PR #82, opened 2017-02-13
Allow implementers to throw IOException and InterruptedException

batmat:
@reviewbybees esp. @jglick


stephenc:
########################################
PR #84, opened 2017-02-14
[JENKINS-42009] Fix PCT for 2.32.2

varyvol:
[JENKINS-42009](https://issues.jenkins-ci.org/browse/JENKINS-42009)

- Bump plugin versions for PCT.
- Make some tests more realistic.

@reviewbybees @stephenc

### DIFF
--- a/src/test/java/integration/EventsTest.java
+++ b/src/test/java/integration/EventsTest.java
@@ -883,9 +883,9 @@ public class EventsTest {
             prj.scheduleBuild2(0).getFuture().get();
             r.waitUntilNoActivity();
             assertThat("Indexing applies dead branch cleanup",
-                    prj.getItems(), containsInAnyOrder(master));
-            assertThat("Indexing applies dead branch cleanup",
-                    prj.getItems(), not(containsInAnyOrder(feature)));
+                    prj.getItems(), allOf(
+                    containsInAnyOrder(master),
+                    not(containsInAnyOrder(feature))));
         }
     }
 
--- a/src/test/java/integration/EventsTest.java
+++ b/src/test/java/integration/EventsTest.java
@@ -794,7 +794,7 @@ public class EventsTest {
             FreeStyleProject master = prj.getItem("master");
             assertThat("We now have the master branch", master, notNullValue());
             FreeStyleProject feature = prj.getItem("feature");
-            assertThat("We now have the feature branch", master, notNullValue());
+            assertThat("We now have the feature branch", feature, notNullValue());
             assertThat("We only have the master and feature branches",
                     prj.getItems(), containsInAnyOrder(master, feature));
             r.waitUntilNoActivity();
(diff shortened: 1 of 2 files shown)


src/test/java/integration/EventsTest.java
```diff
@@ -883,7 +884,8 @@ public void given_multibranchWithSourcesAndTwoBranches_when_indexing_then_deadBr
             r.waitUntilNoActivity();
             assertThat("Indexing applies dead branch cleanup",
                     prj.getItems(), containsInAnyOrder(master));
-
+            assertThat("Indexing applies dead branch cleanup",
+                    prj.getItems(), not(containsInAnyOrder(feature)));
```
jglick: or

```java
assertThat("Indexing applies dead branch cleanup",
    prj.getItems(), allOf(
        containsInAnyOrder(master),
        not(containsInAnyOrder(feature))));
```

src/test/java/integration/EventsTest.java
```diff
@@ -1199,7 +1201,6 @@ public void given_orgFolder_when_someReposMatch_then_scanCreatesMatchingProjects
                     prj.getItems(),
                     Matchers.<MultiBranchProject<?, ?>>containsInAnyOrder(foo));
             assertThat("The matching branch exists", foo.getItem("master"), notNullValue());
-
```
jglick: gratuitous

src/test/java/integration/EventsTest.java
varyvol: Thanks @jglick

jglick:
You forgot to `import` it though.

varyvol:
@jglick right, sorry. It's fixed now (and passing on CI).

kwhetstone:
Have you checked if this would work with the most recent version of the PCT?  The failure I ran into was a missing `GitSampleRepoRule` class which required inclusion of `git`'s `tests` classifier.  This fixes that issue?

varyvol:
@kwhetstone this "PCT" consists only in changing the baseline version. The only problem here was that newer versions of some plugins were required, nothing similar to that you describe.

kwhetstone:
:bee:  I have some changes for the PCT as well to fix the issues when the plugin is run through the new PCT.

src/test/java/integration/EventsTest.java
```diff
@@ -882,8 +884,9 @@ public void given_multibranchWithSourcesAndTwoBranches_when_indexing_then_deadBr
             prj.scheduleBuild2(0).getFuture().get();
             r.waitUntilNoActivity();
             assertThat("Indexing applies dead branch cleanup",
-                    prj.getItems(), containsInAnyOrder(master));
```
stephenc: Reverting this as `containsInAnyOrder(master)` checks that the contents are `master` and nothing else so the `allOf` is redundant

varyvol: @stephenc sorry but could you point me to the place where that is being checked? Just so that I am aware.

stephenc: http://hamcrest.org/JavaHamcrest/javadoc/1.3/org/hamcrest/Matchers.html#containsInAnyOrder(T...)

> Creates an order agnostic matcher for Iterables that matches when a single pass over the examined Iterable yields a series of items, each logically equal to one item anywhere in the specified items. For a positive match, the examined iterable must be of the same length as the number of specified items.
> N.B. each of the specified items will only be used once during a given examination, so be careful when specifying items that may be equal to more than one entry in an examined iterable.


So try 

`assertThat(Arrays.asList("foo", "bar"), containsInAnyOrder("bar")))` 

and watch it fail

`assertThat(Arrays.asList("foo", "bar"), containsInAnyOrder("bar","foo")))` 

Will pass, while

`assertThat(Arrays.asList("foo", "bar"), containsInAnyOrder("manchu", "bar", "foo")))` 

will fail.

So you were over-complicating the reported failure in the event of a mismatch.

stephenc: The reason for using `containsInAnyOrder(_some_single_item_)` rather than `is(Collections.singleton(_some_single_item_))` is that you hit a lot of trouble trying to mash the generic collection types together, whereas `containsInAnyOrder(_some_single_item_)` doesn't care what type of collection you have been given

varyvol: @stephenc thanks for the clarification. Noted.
########################################
Say how many lines of the listing above contain "jglick", with no other words.

6